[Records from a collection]
>>>>>

PR #366, opened 2026-08-16
Release via GitHub Releases: trusted-publishing workflow replaces AppVeyor/MyGet

mgravell:
Ports protobuf-net's release pipeline (protobuf-net/protobuf-net#1258) to this repo, so a preview
package can be published for the build-time gRPC proxy work
(protobuf-net/protobuf-net#1282, #365).

## What it does

- **`dotnet.yml`** — build + test on push/PR to main, windows-latest, SDKs 8.0.x and 10.0.x.
- **`release.yml`** — a published GitHub Release builds, tests, packs the ship list and pushes to
  nuget.org via OIDC trusted publishing. No stored API key. `workflow_dispatch` runs everything
  except the tag check and the push, as a dry run, keeping the packages as a run artifact so the
  pipeline can be proven before a release is cut.

Matches the policy already configured on nuget.org:

| | |
| --- | --- |
| Repository Owner | `protobuf-net` |
| Repository | `protobuf-net.Grpc` |
| Workflow | `release.yml` |
| Environment | `release` |

**Neither the workflow file name nor the environment name is free to change** — both are part of that
policy, so there's a comment at the top of the file saying so.

## Verified locally

Not just written — run, with the exact commands the workflows use:

- `dotnet build Build.csproj -c Release /p:CI=true /p:GeneratePackageOnBuild=false` — succeeds;
- `dotnet test Build.csproj --no-build -c Release /p:CI=true` — 194 net8.0, 194 net10.0, 192 net472,
  plus the Reflection and Integration suites, all green;
- `dotnet pack Build.csproj --no-build -c Release /p:Packing=true` — produces all six packages
  (`protobuf-net.Grpc`, `.AspNetCore`, `.AspNetCore.Reflection`, `.ClientFactory`, `.Native`,
  `.Reflection`);
- `nbgv get-version --variable NuGetPackageVersion` from the repo root — `1.2.6-g4c541366d5`.

That last one is the one difference from protobuf-net worth knowing: **`version.json` lives at the
repository root here**, not under `src/`, so the guard step calls `nbgv` without `--project`. With
the wrong path it would silently compute a different version and fail every release tag.

## AppVeyor retires

Same reasoning as protobuf-net/protobuf-net#1258: a `Visual Studio 2019` image it can no longer
build on, and it was the only thing feeding MyGet. The readme badge moves to the Actions one.

Easy to revert if you'd rather keep MyGet publishing for now — it's one file plus a badge.

## Note

`NUGET_USER` needs to exist as a repository secret (holding the nuget.org profile name), and the
`release` environment needs to exist in repository settings for the environment protection to apply.

Unrelated and left alone: the readme's logo still points at the dead-ish `protogen.marcgravell.com`
host. protobuf-net's migration commit cleaned up its equivalent links; worth doing here too, but not
in a CI PR.


mgravell (commented):
👍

<<<<<

**What is required:** An exact repetition of all the records above is required.

**Response to the exercise:**
PR #366, opened 2026-08-16
Release via GitHub Releases: trusted-publishing workflow replaces AppVeyor/MyGet

mgravell:
Ports protobuf-net's release pipeline (protobuf-net/protobuf-net#1258) to this repo, so a preview
package can be published for the build-time gRPC proxy work
(protobuf-net/protobuf-net#1282, #365).

## What it does

- **`dotnet.yml`** — build + test on push/PR to main, windows-latest, SDKs 8.0.x and 10.0.x.
- **`release.yml`** — a published GitHub Release builds, tests, packs the ship list and pushes to
  nuget.org via OIDC trusted publishing. No stored API key. `workflow_dispatch` runs everything
  except the tag check and the push, as a dry run, keeping the packages as a run artifact so the
  pipeline can be proven before a release is cut.

Matches the policy already configured on nuget.org:

| | |
| --- | --- |
| Repository Owner | `protobuf-net` |
| Repository | `protobuf-net.Grpc` |
| Workflow | `release.yml` |
| Environment | `release` |

**Neither the workflow file name nor the environment name is free to change** — both are part of that
policy, so there's a comment at the top of the file saying so.

## Verified locally

Not just written — run, with the exact commands the workflows use:

- `dotnet build Build.csproj -c Release /p:CI=true /p:GeneratePackageOnBuild=false` — succeeds;
- `dotnet test Build.csproj --no-build -c Release /p:CI=true` — 194 net8.0, 194 net10.0, 192 net472,
  plus the Reflection and Integration suites, all green;
- `dotnet pack Build.csproj --no-build -c Release /p:Packing=true` — produces all six packages
  (`protobuf-net.Grpc`, `.AspNetCore`, `.AspNetCore.Reflection`, `.ClientFactory`, `.Native`,
  `.Reflection`);
- `nbgv get-version --variable NuGetPackageVersion` from the repo root — `1.2.6-g4c541366d5`.

That last one is the one difference from protobuf-net worth knowing: **`version.json` lives at the
repository root here**, not under `src/`, so the guard step calls `nbgv` without `--project`. With
the wrong path it would silently compute a different version and fail every release tag.

## AppVeyor retires

Same reasoning as protobuf-net/protobuf-net#1258: a `Visual Studio 2019` image it can no longer
build on, and it was the only thing feeding MyGet. The readme badge moves to the Actions one.

Easy to revert if you'd rather keep MyGet publishing for now — it's one file plus a badge.

## Note

`NUGET_USER` needs to exist as a repository secret (holding the nuget.org profile name), and the
`release` environment needs to exist in repository settings for the environment protection to apply.

Unrelated and left alone: the readme's logo still points at the dead-ish `protogen.marcgravell.com`
host. protobuf-net's migration commit cleaned up its equivalent links; worth doing here too, but not
in a CI PR.


mgravell (commented):
👍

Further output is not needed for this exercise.